Il savait que Suzune était très attachée à lui et à Byakuya. Il craignait qu’elle ne réagisse mal à la nouvelle, alors il préféra détourner le sujet.
— Kiyomasa ? C’est qui ?
— Le fils du chef du village.
— Ah. Je m’en souviens pas.
Elle avait pourtant vu son visage et entendu son nom au moins une fois, mais elle ne lui avait jamais accordé assez d’intérêt pour s’en rappeler.
— Désolé, question bizarre, dit Jinta. — Bon, j’y vais.
Trouvant sa mémoire capricieuse un peu adorable, Jinta partit avec un léger sourire. Détendu, les épaules allégées, il prit la direction de la rivière Modori, de bonne humeur.
Mais il n’y trouva jamais rien.
Le rôle d’Itsukihime se transmettait par le sang. Pourtant, malgré l’importance de cette fonction pour le village, aucune branche secondaire n’avait jamais été intégrée à la lignée. Ainsi, si une Itsukihime venait soudainement à disparaître, personne ne pourrait reprendre le flambeau tant que sa descendante directe n’aurait pas atteint un âge convenable.
Cependant, historiquement, cela ne s’était jamais avéré être un problème. Au cours de la longue histoire de la lignée Itsukihime, aucun mâle n’était jamais né, et la plupart des prêtresses vivaient longtemps et en bonne santé.

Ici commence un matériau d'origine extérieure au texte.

PR #687, opened 2026-09-05
Bound temporary memory during long agent turns

### LINKED ISSUE #686: Bug: Long-running tasks exhaust tens of GiB and trigger OOM kills
### Issue details

**During actual development work, a single task running for several hours consumed tens of GiB, triggered the Linux OOM killer, and left my working environment unusable. I consider this a severe stability bug and ask that it be prioritized.** This was a real task, not a stress test.

### Environment and incident

- Ubuntu 24.04.3 LTS, x86_64; approximately 64 GB host RAM, 40 GB allocated to the Ubuntu environment, and 10 GiB swap.
- On 2026-09-05, fx alone reached approximately **35.3 GiB anonymous RSS plus 8.1 GiB swap**. Free swap reached zero and the kernel killed fx. Other services subsequently failed.
- The recovered turn contained 1,171 tool steps and 3,735 distinct tool calls, but its complete recovery snapshot was only about 13.2 MiB.

The original incident occurred on my fork. I then independently reproduced the memory-growth defect on **unmodified upstream `478960a8ab9315507e0a40d4434df71898fadf13`**.

### Deterministic upstream reproduction

Build with Zig 0.16.0 using `zig build -Doptimize=ReleaseSafe -j2`. Run the built `./zig-out/bin/fx ask --json --yolo` against a local Gateway SSE fixture, in an isolated HOME/workspace. Have the fixture request one `read_file` per step with a unique call ID, changing the roughly 1 KiB file before every read, and supply a final response after 1,000 steps. No paid model is needed.

The test capped fx address space at **2 GiB**, imposed a **600-second timeout**, disabled core dumps, and sampled only fx RSS every 100 ms. The fixture discarded request bodies.

| Model request | fx RSS |
| --- | ---: |
| 100 | 81.06 MiB |
| 200 | 268.11 MiB |
| 400 | 1,002.24 MiB |
| 480 | 1,425.74 MiB |

After **490 successful reads**, fx returned `OutOfMemory` and exited with code 1. Peak sampled RSS was **1,483.49 MiB**, while the retained execution record was only **1.37 MiB**, including about **0.50 MiB of tool output**. This bounded reproduction failed through the allocator; the real incident above triggered the OS OOM killer.

### Confirmed allocation path

- [The turn arena](https://github.com/vercel-labs/fx/blob/478960a8ab9315507e0a40d4434df71898fadf13/src/core/agent/runtime/orchestrator.zig#L4115-L4117) survives until the entire user turn ends.
- [`persistRecoveryCheckpoint`](https://github.com/vercel-labs/fx/blob/478960a8ab9315507e0a40d4434df71898fadf13/src/core/agent/runtime/orchestrator.zig#L3282-L3295) repeatedly rebuilds the accumulated execution history into that arena. Earlier temporary copies remain allocated, producing approximately quadratic cumulative growth. [Successful responses also trigger these saves](https://github.com/vercel-labs/fx/blob/478960a8ab9315507e0a40d4434df71898fadf13/src/core/agent/runtime/orchestrator.zig#L6458-L6487).
- [The persistence sink](https://github.com/vercel-labs/fx/blob/478960a8ab9315507e0a40d4434df71898fadf13/src/core/session/session_log.zig#L2315-L2335) synchronously copies the incoming checkpoint and frees its previous owned copy, but this does not release the caller's temporary reconstruction.

**Expected:** memory may grow with retained history, but obsolete checkpoint copies must be released after each save. Use an independent temporary allocator with correct copy-out ownership; do not reset the whole turn arena while messages or callbacks still borrow it. Lowering the step limit alone does not fix this defect.

The step limit is unlimited by default. A separate fixture also completed 160 unchanged inspection batches without a no-progress stop. However, the OOM reproduction above uses changing evidence, so useful long-running tasks are affected too.

Related: #483 and the still-unmerged #484. This report adds the Ubuntu incident and a reproduction on the current tested upstream revision. I have not tested #484, and without a heap snapshot cannot attribute every byte of the original incident to this one allocation path.

### Sensitive information

- [x] Reviewed and removed secrets and private session content. Only aggregate measurements and synthetic test details are included.

acking-you:
Long saved turns retain each full recovery-checkpoint reconstruction, plus provider HTTP/parser scratch, in the turn arena until the turn ends. Rebuilding a growing history repeatedly therefore accumulates obsolete copies and can exhaust memory during an otherwise ordinary task.

Give checkpoint reconstruction and each provider attempt their own temporary arena. Persistence sinks synchronously copy or serialize the checkpoint; owned provider results are deep-copied before request storage is released, including deferred usage references and failure diagnostics. Existing history, retry behavior, and step limits are preserved.

The included deterministic benchmark uses a local Gateway fixture with changing 1 KiB file reads, a 2 GiB address-space cap, and a 600-second deadline. On Ubuntu x86_64 with Zig 0.16 ReleaseSafe:

| Version | Successful tool steps | Peak fx RSS | Retained tool output |
| --- | ---: | ---: | ---: |
| Upstream `478960a8` | 482, then `OutOfMemory` | 1433.7 MiB | 0.50 MiB |
| This fix | 1000, completed | 82.2 MiB | 1.03 MiB |

Validation includes 1000 growing checkpoint saves, 1000 provider attempts covering success, cancellation and failures, allocation-failure injection for result copies, and runtime CLI/ACP/TUI checks for recovery, retry, cancellation, streaming and persistent child turns. Full CI passed on all four native platforms for `21fd1b6d`: [full run](https://github.com/acking-you/fx/actions/runs/33961697797).

Required classification: `type: bug` .

Fixes #686

### DIFF
--- a/README.md
+++ b/README.md
@@ -189,6 +189,8 @@ zig build -Doptimize=ReleaseSafe
 
 Run the test suite with `zig build test`. See [CONTRIBUTING.md](CONTRIBUTING.md) for development and contribution guidelines.
 
+A [bounded long-turn memory benchmark](docs/long-turn-memory.md) exercises saved turns against a local model fixture.
+
 ## License
 
 [Apache-2.0](LICENSE)
--- a/benchmarks/long_turn_memory.py
+++ b/benchmarks/long_turn_memory.py
@@ -1,0 +1,156 @@
+#!/usr/bin/env python3
+"""Bounded Linux RSS measurement of a saved fx turn against a local Gateway fixture.
+
+Only fx is measured. The fixture never retains requests; changing file contents
+make each read useful.
+Artifacts include RSS samples, stdout/stderr and the private session directory.
+"""
+import argparse
+import hashlib
+import http.server
+import json
+import os
+from pathlib import Path
+import resource
+import signal
+import subprocess
+import sys
+import threading
+import time
+
+
+def main():
+    parser = argparse.ArgumentParser(description=__doc__)
+    parser.add_argument("--binary", default="./zig-out/bin/fx")
+    parser.add_argument("--output", required=True)
+    parser.add_argument("--steps", type=int, default=1000)
+    parser.add_argument("--bytes", type=int, default=1024)
+    parser.add_argument("--limit-mib", type=int, default=2048)
+    parser.add_argument("--timeout", type=int, default=600)
+    args = parser.parse_args()
+    if not sys.platform.startswith("linux"):
+        parser.error("RSS measurement requires Linux /proc")
+    binary = str(Path(args.binary).resolve())
+    binary_sha256 = hashlib.sha256(Path(binary).read_bytes()).hexdigest()
+    root = Path(args.output).resolve()
+    root.mkdir(mode=0o700, parents=True, exist_ok=False)
+    home, workspace = root / "home", root / "workspace"
+    (home / ".fx").mkdir(parents=True, mode=0o700)
+    workspace.mkdir()
+    (home / ".fx/settings.json").write_text(json.dumps({"provider": "gateway", "model": "openai/gpt-5.5", "max_agent_steps": 0}))
+    count = 0
+    request_bytes = 0
+
+    class Handler(http.server.BaseHTTPRequestHandler):
+        protocol_version = "HTTP/1.1"
+
+        def log_message(self, *_):
+            pass
+
+        def reply(self, data, content_type):
+            self.send_response(200)
+            self.send_header("Content-Type", content_type)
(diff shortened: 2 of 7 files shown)


acking-you:
@fazxes @DarlingtonDeveloper Could you please review this when you have time? This fixes a severe long-turn memory issue: repeated checkpoint reconstruction and provider scratch accumulated until turn end, so GPT-style runs spanning 1,000+ steps could OOM fx. The fix bounds temporary arenas while preserving history and retry behavior; the benchmark drops peak RSS from 1.43 GiB (482 steps, OOM) to 82 MiB (1,000 steps completed). Thank you!

PR #736, opened 2026-09-07
Preserve session ownership and report save failures

fazxes:
## Summary

- Keep saved sessions exclusively owned until close, including while suspended with Ctrl+Z.
- Roll back failed conversation writes and refuse further writes when rollback cannot be confirmed.
- Report shutdown save failures with a warning and nonzero exit, including when terminal input closes.
- Recover conversations with corrupt usage data into a new session with incomplete historical accounting, preserving the original.


fazxes:
Superseded by #743. The replacement builds on the persistence fixes now on main and keeps only the remaining session-ownership and accounting-copy changes.

PR #6906, opened 2026-07-03
fix(ui): Add server plan tooltip 

siduck:


siduck:
@mergify backport master

PR #6917, opened 2026-07-07
fix: Remove unnecessary validation in Release Group doctype

AyshaHakeem:


AyshaHakeem:
@mergify backport master

PR #6919, opened 2026-07-07
feat(app-source): Sync app source versions from repo on branch change

siduck:


siduck:
@mergify backport master

PR #6924, opened 2026-07-09
fix(site): use host name if present when trying to notify users of incoming site archival

phot0n:


phot0n:
@mergifyio backport master

PR #6925, opened 2026-07-09
fix(ui): properly match githuburl in add apps dialog

siduck:
## Description 

Make the regex matcher have github.com *  urls properly without prepending https://

image


siduck:
@mergify backport master

PR #6929, opened 2026-07-10
fix(ui): Remove duplicate primary btn in CommunicationInfoDialog

siduck:
## Before

image

## After

image


siduck:
@mergify backport master

PR #6937, opened 2026-07-13
fix: Sync apps list after a successful site update

AyshaHakeem:


AyshaHakeem:
@mergify backport master

PR #6939, opened 2026-07-13
fix(ui): Show proper versions in bench list filters

siduck:
use linkcontrol, dont hardcode options


siduck:
@mergify backport master

PR #6958, opened 2026-07-14
feat(site): Add support for freemium plan

tanmoysrt:
We want to provide users lifetime free subscriptions sometime.
So, adding support for that. In product trial, if we set trial days to -1, it will avoid setting any trial date for the site.

The plan will be still trial plan, we have handled logic for `is_trial_plan` at many places, so not introducing a new flag.


tanmoysrt:
@greptile review

PR #6959, opened 2026-07-14
Revert "fix(server): remove and add nat config back if applicable during resize server job"

phot0n:
Reverts frappe/press#6675


phot0n:
@mergifyio backport master

PR #436, opened 2023-11-14
refactor: adjust how site-stream.json is migrated 

asanehisa:
If site-steam.json is `{"filter":{"entityIds":["1234"]},"fields":["id","meta","name"], "reverseProxy":{"displayUrlPrefix": "foo"}}`
then after migration, it'll show up as 
```
siteStream:
  entityId: "1234"
  serving:
    reverseProxyPrefix: foo
  fields:
    - id
    - meta
    - name

```
in the config.yaml. 

J=SUMO-5481
TEST=manual

### DIFF
--- a/packages/pages/src/upgrade/migrateConfig.ts
+++ b/packages/pages/src/upgrade/migrateConfig.ts
@@ -92,14 +92,38 @@ const migrateSiteStream = async (
     console.info(
       `migrating global data from ${siteStreamPath} to ${configYamlPath}`
     );
-    // this logic replaces $id with id and keeps id in the first position
-    const newSiteStream = {
-      id: sitesJson.$id,
-      ...sitesJson,
-    };
-    newSiteStream.$id = undefined;
+    const newSiteStream = formatSiteStream(sitesJson, siteStreamPath);
+    if (!newSiteStream) {
+      return null;
+    }
     writeYamlSync(configYamlPath, "siteStream", newSiteStream);
   }
+};
+
+const formatSiteStream = (sitesJson: any, siteStreamPath: string) => {
+  let entityId: string | undefined = undefined;
+  if (sitesJson.filter?.entityIds && sitesJson.filter?.entityIds.length === 1) {
+    entityId = sitesJson.filter.entityIds[0];
+  } else if (sitesJson.filter?.entityIds) {
+    console.error(
+      `unable to migrate ${siteStreamPath} due to multiple entityIds`
+    );
+    return null;
+  }
+
+  const siteStream = {
+    id: sitesJson.$id,
+    entityId: entityId,
+    serving: {
+      reverseProxyPrefix: sitesJson.reverseProxy?.displayUrlPrefix,
+    },
+    ...sitesJson,
+  };
+  siteStream.$id = undefined;
+  siteStream.reverseProxy = undefined;
+  siteStream.filter = undefined;
+
+  return siteStream;
 };
 
 const migrateRedirects = async (source: string, dest: string) => {


packages/pages/src/upgrade/migrateConfig.ts
```diff
@@ -92,16 +92,40 @@ const migrateSiteStream = async (
...
     writeYamlSync(configYamlPath, "siteStream", newSiteStream);
   }
 };
 
+const formatSiteStream = (sitesJson: any, siteStreamPath: string) => {
+  let entityId: string | undefined = undefined;
+  if (sitesJson.filter?.entityIds && sitesJson.filter?.entityIds.length === 1) {
+    entityId = sitesJson.filter.entityIds[0];
+  } else if (sitesJson.filter?.entityIds) {
+    console.error(
```
mkilpatrick, line 108: We should use the colorized version and also kill the update script. You can use `logErrorAndExit` for that.

packages/pages/src/upgrade/migrateConfig.ts
```diff
@@ -92,16 +92,40 @@ const migrateSiteStream = async (
...
+    const newSiteStream = formatSiteStream(sitesJson, siteStreamPath);
+    if (!newSiteStream) {
+      return null;
+    }
     writeYamlSync(configYamlPath, "siteStream", newSiteStream);
   }
 };
 
+const formatSiteStream = (sitesJson: any, siteStreamPath: string) => {
+  let entityId: string | undefined = undefined;
```
mkilpatrick, line 104: I don't think you actually need to set undefined.

packages/pages/src/upgrade/migrateConfig.ts
```diff
@@ -92,16 +92,40 @@ const migrateSiteStream = async (
...
+  if (sitesJson.filter?.entityIds && sitesJson.filter?.entityIds.length === 1) {
+    entityId = sitesJson.filter.entityIds[0];
+  } else if (sitesJson.filter?.entityIds) {
+    console.error(
+      `unable to migrate ${siteStreamPath} due to multiple entityIds`
```
mkilpatrick, line 109: Capitalize the first letter

packages/pages/src/upgrade/migrateConfig.ts
```diff
@@ -92,16 +92,40 @@ const migrateSiteStream = async (
...
+    );
+    return null;
+  }
+
+  const siteStream = {
+    id: sitesJson.$id,
+    entityId: entityId,
+    serving: {
+      reverseProxyPrefix: sitesJson.reverseProxy?.displayUrlPrefix,
```
mkilpatrick, line 118: If displayUrlPrefix isn't set we shouldn't set serving at all.

packages/pages/src/upgrade/migrateConfig.ts
```diff
@@ -92,16 +92,40 @@ const migrateSiteStream = async (
...
+    },
+    ...sitesJson,
```
mkilpatrick, line 120: You should do this first, otherwise it will overwrite any keys that came before it (like id).

packages/pages/src/upgrade/migrateConfig.ts
```diff
@@ -92,16 +92,40 @@ const migrateSiteStream = async (
...
+  };
+  siteStream.$id = undefined;
```
mkilpatrick, line 122: Why are we clearing this?

asanehisa: That was part of earlier logic (in a diff commit) to replace $id with id

packages/pages/src/upgrade/migrateConfig.ts
asanehisa: Got it, moved it after id b/c in earlier commit, comments said it was purposefully after id such that id is first.

packages/pages/src/upgrade/migrateConfig.ts
```diff
@@ -93,32 +94,30 @@ const migrateSiteStream = async (
...
     ...sitesJson,
+    entityId: entityId,
   };
+  if (siteStream.reverseProxy?.displayUrlPrefix) {
+    siteStream.serving = {
+      reverseProxyPrefix: sitesJson.reverseProxy?.displayUrlPrefix,
+    };
+  }
   siteStream.$id = undefined;
   siteStream.reverseProxy = undefined;
```
mkilpatrick, line 122: Use `delete`s for these instead, ie `delete siteStream.reverseProxy`

packages/pages/src/upgrade/migrateConfig.ts
```diff
@@ -93,32 +94,30 @@ const migrateSiteStream = async (
...
-    console.error(
-      `unable to migrate ${siteStreamPath} due to multiple entityIds`
+    logErrorAndExit(
+      `Unable to migrate ${siteStreamPath} due to multiple entityIds`
     );
-    return null;
   }
 
   const siteStream = {
     id: sitesJson.$id,
```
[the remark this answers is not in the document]
asanehisa: Added comment instead.

mkilpatrick (dismissed):

packages/pages/src/upgrade/migrateConfig.ts
```diff
@@ -92,16 +93,39 @@ const migrateSiteStream = async (
...
-      id: sitesJson.$id,
-      ...sitesJson,
-    };
-    newSiteStream.$id = undefined;
+    const newSiteStream = formatSiteStream(sitesJson, siteStreamPath);
     writeYamlSync(configYamlPath, "siteStream", newSiteStream);
   }
 };
 
+const formatSiteStream = (sitesJson: any, siteStreamPath: string) => {
```
mkilpatrick, line 101: Add some tests for this method specifically.

packages/pages/src/upgrade/migrateConfig.test.ts
```diff
@@ -0,0 +1,33 @@
...
+const siteStreamPath = "foo/bar";
+
+describe("formatSiteStream", () => {
+  it("errors and exits when there are multiple entityIds", () => {
+    const testJson = { filter: { entityIds: ["1234", "123"] } };
+    const mockExit = vi
+      .spyOn(process, "exit")
+      .mockImplementation(() => undefined as never);
+    formatSiteStream(testJson, siteStreamPath);
+    expect(mockExit).toHaveBeenCalledWith(1);
```
mkilpatrick, line 13: Do you want toHaveBeenCalledTimes here? You're not passing a particular function param was called

asanehisa: Oh I meant toHaveBeenCalledWith(1) as it calls an exit 1.

mkilpatrick (approved):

Dans un passé lointain, on avait probablement exclu les familles secondaires pour préserver la pureté de la lignée sacrée. Mais aujourd’hui, cette idée paraissait quelque peu déraisonnable, surtout au vu la situation actuelle. Malgré cela, Itsukihime restait sacrée.
Même si certains jugeaient exagéré d’insister autant sur la pureté de la lignée, personne n’allait jusqu’à remettre la tradition en question. Par conséquent, malgré le risque réel d’avoir une vacance prolongée entre deux générations, voire même l’extinction pure et simple de la lignée, aucune branche secondaire n’avait jamais été adoptée.
Ainsi, il paraissait presque logique de penser que la meilleure solution de repli consistait à augmenter le nombre de gardiens de prêtresse, qui, eux, n’étaient pas liés à la déesse par le sang, et donc pas sacrés.
— Yo, Jinta. Toujours rien, hein ?
— Malheureusement non.
Jinta rentrait de la rivière Modori, bredouille. Il n’avait croisé aucun esprit et revenait au sanctuaire pour faire son rapport. L’y attendaient l’actuelle Itsukihime, Byakuya, et le nouveau gardien du sanctuaire, Kiyomasa.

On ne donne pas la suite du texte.